I've never known anyone who had that reaction to that phrasing and it's interesting to me.

In my teens I became conscious of my own tendency to reply with 'no' to questions in the form, "Do you want...." When I was young, our family was not poor enough to be deprived, but getting things you wanted rather than needed was for birthdays and Christmas and sometimes not then either. All these years later and with full knowledge of how it came to be, I still react sometimes rather than take the question in the informal way it's intended.

[identity profile] jilara.livejournal.com 2008-06-17 11:48 pm (UTC)(link)
I needed this post, right now. I was in the midst of being upset with Andrew nagging me about things he thought I should be doing tonight, when I was trying to explain I already have a full agenda,, and I'll be lucky to work through that, as it is. I think we need to talk...
filkferengi: (Default)

[personal profile] filkferengi 2008-06-19 07:44 pm (UTC)(link)
Other people's semantics are always fascinating. When we were first dating, I told my spouse that he had treetrunk legs.
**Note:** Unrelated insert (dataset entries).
Issue #1061, opened 2025-06-22
Layer shapes are wrong


sagudev:
As reported in [#vello > Servo 2D canvas backend @ 💬](https://xi.zulipchat.com/#narrow/channel/197075-vello/topic/Servo.202D.20canvas.20backend/near/525153593) vello currently chooses to big size (and they are also off) for layers, I suspect something is wrong with binning.

For this code:
```rust
scene.fill(
        vello::peniko::Fill::NonZero,
        Affine::IDENTITY,
        vello::peniko::color::AlphaColor::from_rgb8(0, 255, 0),
        None,
        &Rect::from_origin_size((0.0, 0.0), (60., 60.)),
    );
    scene.push_layer(
        vello::peniko::Compose::Clear,
        1.0,
        vello::kurbo::Affine::IDENTITY,
        &Rect::from_origin_size((20.0, 20.0), (20., 20.)),
    );
    scene.pop_layer();
    scene.fill(
        vello::peniko::Fill::NonZero,
        Affine::IDENTITY,
        vello::peniko::color::AlphaColor::from_rgb8(255, 0, 0),
        None,
        &Rect::from_origin_size((20.0, 20.0), (20., 20.)),
    );
```
one would expect to get 

![Image](https://github.com/user-attachments/assets/f1ad8501-510a-4a5a-868b-cd925814283e)

but what we actually get is 

![Image](https://github.com/user-attachments/assets/e2aa2d98-43a9-4889-8331-b49d990bc4f6)

sagudev:
>Presumably the final erroneous areas line up with the 16x16 tile boundary. I've not checked that, but it shouldn't be surprising.
>
>Fixing this is pretty hard; the data about clip regions/layer boundaries is, I think, already discarded by the time that we're in fine >rasterisation (and is all folded into the paths to be filled).

_Originally posted by @DJMcNab in https://github.com/linebender/vello/pull/1062#pullrequestreview-2949863109_

And I checked and erroneous areas do line up with the 16x16 tile boundary.

PR #1062, opened 2025-06-22
Add smoke test for layer size

sagudev:
This is for https://github.com/linebender/vello/issues/1061


vello_tests/tests/known_issues.rs
```diff
@@ -78,6 +78,38 @@ fn many_bins_cpu() {
...
+        &Rect::from_origin_size((20.0, 20.0), (20., 20.)),
+    );
+    scene.pop_layer();
+    scene.fill(
+        vello::peniko::Fill::NonZero,
+        Affine::IDENTITY,
+        vello::peniko::color::AlphaColor::from_rgb8(255, 0, 0),
+        None,
+        &Rect::from_origin_size((20.0, 20.0), (20., 20.)),
+    );
```
DJMcNab, line 99: Can we maybe make this a hollow shape? That would actually then be testing that the clear compose is actually doing anything. But possibly disregard this if I'm misunderstanding what the clear compose does

DJMcNab (commented):
Presumably the final erroneous areas line up with the 16x16 tile boundary. I've not checked that, but it shouldn't be surprising.

Fixing this is pretty hard; the data about clip regions/layer boundaries is, I think, already discarded by the time that we're in fine rasterisation (and is all folded into the paths to be filled).

vello_tests/tests/known_issues.rs
sagudev: I seen many WPT test that did exactly like I did and it's really painful to dbg, so in https://github.com/linebender/vello/pull/1062/commits/739e6a18619ffe631d67b3af9ca1ab4efcff7e8d I draw red on top of green, and then expect layer to clear whole red area (we are currently clearing too much).

sagudev:
> Presumably the final erroneous areas line up with the 16x16 tile boundary. I've not checked that, but it shouldn't be surprising.

I checked and it is.

> Fixing this is pretty hard

I got the same impression after throwing a glance at shaders, this is definitely issue for someone more experienced then me.

vello_tests/tests/known_issues.rs
```diff
@@ -78,6 +78,38 @@ fn many_bins_cpu() {
     many_bins(true);
 }
 
+/// Test for <https://github.com/linebender/vello/issues/1061>
+#[test]
+#[should_panic]
+fn test_layer_size() {
```
DJMcNab, line 84: Maybe?

```suggestion
fn compose_clear() {
```

sagudev:
I discovered this issue with `Compose::Copy`, but `Compose::DestIn` also does not work correctly.

sagudev:
gentle ping @DJMcNab

DJMcNab:
Hmm, I was under the impression that this PR is blocked on you - you should either incorporate or push back against the suggestion to rename the test. Either one is fine, but the PR is waiting on your decision there.

vello_tests/tests/known_issues.rs
sagudev: Given that layout size is not respected by many modes, I think we should keep name as is.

I was thinking about the apple tree in the _Song Of Solomon_, solidity, stability, security, world-deep roots. He thought I was saying he was fat. He's learned better since. ;)

[identity profile] mbumby.livejournal.com 2008-06-24 08:41 pm (UTC)(link)
I'm also enjoying your River posts.

With my spouse, the *bad* word was "lie". I was raised that a lie was something that wasn't true. If I said I was going to be there at 6, but there was a 5 hour traffic jam and I didn't make it, I lied. (No value judgment with that -- I may have done my best, but it just wasn't possible.) C thinks (and most dictionaries agree that) it's only a lie if the intent was to deceive. (So there is a value judgment inherent in the word.) So, even if I am constantly being told -- multiple times a day -- something-or-other (usually many multiples of somethings) MOST of which turn out to not happen (due to getting hung up playing with the computer, or forgetting or whatever) it's still not a lie, so I have no justification for anger... yeah, right!

Doesn't help that "honesty" is VERY important to me. And I feel that, especially when it's a pattern, if things being promised are not delivered, that dishonesty plays a part.